Photo of the boreal forest



First impressions of the boreal forest from the vantage of a fast-moving car or airplane are likely to be of an endless, forbiddingly dense forest of evergreen trees. Why are certain needle-bearing, coniferous trees -- lodgepole and jack pines, black and white spruces, balsam firs and tamaracks -- so dominant in this forest?

The answer lies in these trees' perfectly tuned adaptations to the fleeting seasons and harsh extremes of this far-north kingdom. These conifers are very frugal trees. They retain their photosynthesis equipment -- needles -- through the winter, so they do not have to expend energy growing a full set of leaves every spring. They have an ancient partnership with the ferns and mosses of the boreal forest floor, forming a carpet that soaks up minerals from nutrient-poor boreal soils. Unlike hardwoods that freely give away nutrients each year by shedding their leaves, these conifers hoard nutrients until they die.
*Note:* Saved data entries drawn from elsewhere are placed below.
PR #603, opened 2023-10-17
[Merged by Bors] - fix: openai client layout (CT-000)

DecathectZero:
Overall the business need is to be able to turn off models based on ENV VAR configuration.
For example if no Anthropic API Key is given, runtime should still work, but any calls to "anthropic" will fail.
Today the whole thing will crash if any LLM env vars are not set.

So ultimately what is happening here is we are moving `AIModelContext` as part of `CompletionOptions` which is only triggered on calls to `getCompletion` or `getChatCompletion`.

So instead of injecting the `{ workspaceID, projectID }` as part of the GET to the model, it is now being passed when we make the actual calls. I think this makes sense because the context is part of the call and relevant to moderation, but has nothing to do with the model itself.

On the models side, we are no longer instantiating a new client every time someone calls `services.ai.get(model)` - but rather all models are instantiated at initalization and there is a fixed pool.
The clients are now living inside the model instead of being decoupled.

### DIFF
--- a/lib/clients/ai/ai-model.interface.ts
+++ b/lib/clients/ai/ai-model.interface.ts
@@ -17,7 +17,7 @@ export interface AIModelContext {
   projectID?: string;
 }
 export interface CompletionOptions {
-  context?: AIModelContext;
+  context: AIModelContext;
   retries?: number;
   retryDelay?: number;
 }
--- a/lib/clients/ai/ai-model.interface.ts
+++ b/lib/clients/ai/ai-model.interface.ts
@@ -12,14 +12,14 @@ export interface CompletionOutput {
   answerTokens: number;
 }
 
-export interface CompletionOptions {
-  retries?: number;
-  retryDelay?: number;
-}
-
 export interface AIModelContext {
   workspaceID?: string;
   projectID?: string;
+}
+export interface CompletionOptions {
+  context?: AIModelContext;
+  retries?: number;
+  retryDelay?: number;
 }
 
 export const GPT4_ABLE_PLAN = new Set([
--- a/lib/services/aiSynthesis.ts
+++ b/lib/services/aiSynthesis.ts
@@ -91,10 +91,16 @@ class AISynthesis extends AbstractManager {
         },
       ];
 
-      response = await fetchChat({ ...options, messages }, generativeModel, variables, {
-        retries: this.DEFAULT_ANSWER_SYNTHESIS_RETRIES,
-        retryDelay: this.DEFAULT_ANSWER_SYNTHESIS_RETRY_DELAY_MS,
-      });
+      response = await fetchChat(
+        { ...options, messages },
+        generativeModel,
+        {
+          retries: this.DEFAULT_ANSWER_SYNTHESIS_RETRIES,
+          retryDelay: this.DEFAULT_ANSWER_SYNTHESIS_RETRY_DELAY_MS,
+          context,
+        },
+        variables
+      );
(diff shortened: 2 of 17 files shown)


lib/services/aiSynthesis.ts
```diff
@@ -101,13 +101,14 @@ class AISynthesis extends AbstractManager {
         <context>
```
pmvrmc, line 101: we need to add the context on line 94.

to look something like

```
response = await fetchChat({ ...options, messages }, generativeModel, variables, {
  context,
  retries: this.DEFAULT_ANSWER_SYNTHESIS_RETRIES,
  retryDelay: this.DEFAULT_ANSWER_SYNTHESIS_RETRY_DELAY_MS,
});
```

lib/clients/ai/ai-model.interface.ts
```diff
@@ -12,15 +12,15 @@ export interface CompletionOutput {
...
-  retries?: number;
-  retryDelay?: number;
-}
-
 export interface AIModelContext {
   workspaceID?: string;
   projectID?: string;
 }
+export interface CompletionOptions {
+  context?: AIModelContext;
```
pmvrmc, line 20: why make context optional? Ideally we should always pass the workspaceID/projectID

pmvrmc (changes requested):
we also need to change the `general-runtime/lib/services/runtime/handlers/utils/generativeNoMatch.ts` line 41 to pass the context down.

and on the same file, change line 37 to not pass the context to the `get` call.

pmvrmc:
> Overall the business need is to be able to turn off models based on ENV VAR configuration. For example if no Anthropic API Key is given, runtime should still work, but any calls to "anthropic" will fail. Today the whole thing will crash if any LLM env vars are not set.
> 
> So ultimately what is happening here is we are moving `AIModelContext` as part of `CompletionOptions` which is only triggered on calls to `getCompletion` or `getChatCompletion`.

Above all, the critical adaptation the five dominant conifers of the boreal share is that they have found a way to survive when temperatures plunge to -40 F and colder, as they often do in the course of a boreal winter. They manage it through a biological process called extracellular freezing: liquids inside a tree's cells are squeezed out through the cell membrane into the tiny spaces within the tree's living tissue, where they freeze. (The formation of ice crystals within a cell kills it.) A few broadleaf trees and shrubs -- paper birch, trembling aspen, balsam poplar and various willows and alders -- have also developed this response to extreme cold, and it's no coincidence that these trees are also part of the boreal landscape.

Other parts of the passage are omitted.